» Study material
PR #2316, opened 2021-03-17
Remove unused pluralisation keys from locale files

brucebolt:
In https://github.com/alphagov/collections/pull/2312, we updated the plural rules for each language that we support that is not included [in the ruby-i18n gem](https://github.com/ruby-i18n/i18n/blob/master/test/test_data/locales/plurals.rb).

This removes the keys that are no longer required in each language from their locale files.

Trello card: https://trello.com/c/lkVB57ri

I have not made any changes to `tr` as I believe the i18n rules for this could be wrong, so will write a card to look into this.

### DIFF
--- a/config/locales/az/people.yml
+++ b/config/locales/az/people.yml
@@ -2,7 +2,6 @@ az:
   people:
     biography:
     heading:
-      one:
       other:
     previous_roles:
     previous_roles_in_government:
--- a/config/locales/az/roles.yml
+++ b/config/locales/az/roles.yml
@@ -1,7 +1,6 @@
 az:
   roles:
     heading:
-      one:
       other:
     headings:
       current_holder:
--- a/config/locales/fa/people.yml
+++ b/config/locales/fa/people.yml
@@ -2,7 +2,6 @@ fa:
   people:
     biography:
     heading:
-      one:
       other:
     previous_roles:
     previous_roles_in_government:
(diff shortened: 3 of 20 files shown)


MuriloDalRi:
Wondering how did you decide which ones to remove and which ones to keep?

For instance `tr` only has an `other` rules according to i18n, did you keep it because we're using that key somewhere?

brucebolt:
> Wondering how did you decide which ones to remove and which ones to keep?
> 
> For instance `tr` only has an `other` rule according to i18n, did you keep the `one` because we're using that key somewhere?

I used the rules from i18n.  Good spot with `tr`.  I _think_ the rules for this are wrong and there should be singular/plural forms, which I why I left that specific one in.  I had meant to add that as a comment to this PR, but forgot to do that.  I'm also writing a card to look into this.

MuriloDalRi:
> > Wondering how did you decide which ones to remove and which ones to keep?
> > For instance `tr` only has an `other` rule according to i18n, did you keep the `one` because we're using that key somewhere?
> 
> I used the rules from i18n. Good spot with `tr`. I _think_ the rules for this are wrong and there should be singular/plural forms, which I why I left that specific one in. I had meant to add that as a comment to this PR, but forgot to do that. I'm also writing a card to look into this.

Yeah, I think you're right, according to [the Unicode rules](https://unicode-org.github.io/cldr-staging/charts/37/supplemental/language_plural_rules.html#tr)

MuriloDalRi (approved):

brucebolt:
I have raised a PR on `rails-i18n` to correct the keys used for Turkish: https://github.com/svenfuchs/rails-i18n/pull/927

...

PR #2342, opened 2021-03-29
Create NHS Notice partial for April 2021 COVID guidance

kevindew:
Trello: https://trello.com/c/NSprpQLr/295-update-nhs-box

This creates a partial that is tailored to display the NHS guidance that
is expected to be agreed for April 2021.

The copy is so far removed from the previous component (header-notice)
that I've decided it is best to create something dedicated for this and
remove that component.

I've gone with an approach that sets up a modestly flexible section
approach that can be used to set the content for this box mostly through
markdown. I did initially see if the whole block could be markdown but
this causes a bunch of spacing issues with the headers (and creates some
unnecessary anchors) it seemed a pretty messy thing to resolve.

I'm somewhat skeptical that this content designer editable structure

* * *

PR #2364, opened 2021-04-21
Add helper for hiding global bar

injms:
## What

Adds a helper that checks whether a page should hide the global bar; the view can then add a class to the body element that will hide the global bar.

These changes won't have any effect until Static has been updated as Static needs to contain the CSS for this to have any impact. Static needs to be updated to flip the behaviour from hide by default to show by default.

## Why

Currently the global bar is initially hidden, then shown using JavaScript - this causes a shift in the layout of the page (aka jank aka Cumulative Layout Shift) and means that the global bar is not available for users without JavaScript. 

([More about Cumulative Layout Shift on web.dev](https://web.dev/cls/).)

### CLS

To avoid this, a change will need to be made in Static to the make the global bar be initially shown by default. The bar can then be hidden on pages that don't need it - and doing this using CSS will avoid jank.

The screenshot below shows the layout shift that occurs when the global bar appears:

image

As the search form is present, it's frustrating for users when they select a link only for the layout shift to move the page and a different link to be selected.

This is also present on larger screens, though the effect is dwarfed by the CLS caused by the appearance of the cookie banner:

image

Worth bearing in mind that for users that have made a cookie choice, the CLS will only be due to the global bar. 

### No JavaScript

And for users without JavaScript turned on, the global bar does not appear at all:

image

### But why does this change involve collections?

» Exercise
If a line in the material above contains the word "into", it counts; give only the number of such lines.

» Exercise result
3